§ **WHAT THIS TASK INVOLVES**
Search the records below for the word "would". Pull out each line that has it.

§ **Records excerpted from a collection**
PR #350, opened 2020-03-19
Optionally mirror all packet forwarder up/down packets to a seperate udp socket

Vagabond:
This was done for @lthiery to enable the development of a LoRaWAN protocol sniffer and he has confirmed it works.

### DIFF
--- a/src/miner_lora.erl
+++ b/src/miner_lora.erl
@@ -38,7 +38,8 @@
     gateways = #{}, %% keyed by MAC
     packet_timers = #{}, %% keyed by token
     sig_fun,
-    pubkey_bin
+    pubkey_bin,
+    mirror_socket
 }).
 
 -type state() :: #state{}.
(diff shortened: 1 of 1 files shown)


src/miner_lora.erl
```diff
@@ -127,11 +137,15 @@ handle_info({tx_timeout, Token}, #state{packet_timers=Timers}=State) ->
     end,
     {noreply, State#state{packet_timers=maps:remove(Token, Timers)}};
 handle_info({udp, Socket, IP, Port, Packet}, #state{socket=Socket}=State) ->
+    maybe_mirror(State#state.mirror_socket, Packet),
```
andymck, line 140: Care about the response here from gen_udp:send ?

src/miner_lora.erl
```diff
@@ -72,8 +73,16 @@ init(Args) ->
     UDPIP = maps:get(radio_udp_bind_ip, Args),
     UDPPort = maps:get(radio_udp_bind_port, Args),
     {ok, Socket} = gen_udp:open(UDPPort, [binary, {reuseaddr, true}, {active, 100}, {ip, UDPIP}]),
+    MirrorSocket = case application:get_env(miner, radio_mirror_port, undefined) of
+        undefined ->
+            undefined;
+        P ->
+            {ok, S} = gen_udp:open(P, [binary, {active, true}]),
```
andymck, line 80: This mirror socket is not being closed in the terminate.  
In addition the process itself is not trapping exits and thus risk terminate and its cleanup not being called

src/miner_lora.erl
Vagabond: nope, fire and forget

src/miner_lora.erl
Vagabond: The socket will close when the controlling process closes, no?

andymck: That would be the expectation but with sockets i think its always good practise to explicitly close them and minimise any potential oddities that could lead to a leak

Vagabond: I think we can rely on BEAM closing the socket when the controlling process dies, that's pretty much guaranteed beyond a BEAM bug.

lthiery:
Is this landable? Having this in production miner would help in some cases debugging with third parties.

JayKickliter:
Could it be better to implement this in the forwarder itself?

PR #351, opened 2020-03-24
allow recent sync to drive poc statem forward

evanmcc:
we're seeing some issues where hotspots fall into sync mode and stop requesting for a long while.  allowing sync events to drive the statem when recent should allow them to challenge in a more timely fashion.

### DIFF
--- a/src/poc/miner_poc_statem.erl
+++ b/src/poc/miner_poc_statem.erl
@@ -159,22 +159,34 @@ requesting(info, Msg, #data{blockchain = Chain} = Data) when Chain =:= undefined
         NewChain ->
             {keep_state, Data#data{blockchain=NewChain}, [{next_event, info, Msg}]}
     end;
-requesting(info, {blockchain_event, {add_block, BlockHash, false, Ledger}}, #data{address=Address}=Data) ->
-    case allow_request(BlockHash, Data) of
-        false ->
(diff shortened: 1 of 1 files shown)


src/poc/miner_poc_statem.erl
```diff
@@ -159,22 +159,34 @@ requesting(info, Msg, #data{blockchain = Chain} = Data) when Chain =:= undefined
...
-            lager:info("submitted poc request ~p", [Txn]),
-            {next_state, mining, save_data(Data#data{state=mining, secret=Secret,
-                                                      onion_keys=Keys, responses=#{},
-                                                      poc_hash=BlockHash})}
+requesting(info, {blockchain_event, {add_block, BlockHash, Sync, Ledger}} = Msg,
+           #data{address=Address}=Data) ->
+    Now = erlang:system_time(seconds),
+    case blockchain:get_block(BlockHash, Data#data.blockchain) of
+        {ok, Block} ->
+            case Sync andalso (Now - blockchain_block:time(Block) > 3600) of
```
Vagabond: So if this is not a sync block OR it's a sync block newer than 1 hour, we try to make progress?

evanmcc: yes.  the code comes directly from the consensus manager

Vagabond: If we need to duplicate it again, lets make a utility function.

§ **EXERCISE RESULT**
andymck: That would be the expectation but with sockets i think its always good practise to explicitly close them and minimise any potential oddities that could lead to a leak
Is this landable? Having this in production miner would help in some cases debugging with third parties.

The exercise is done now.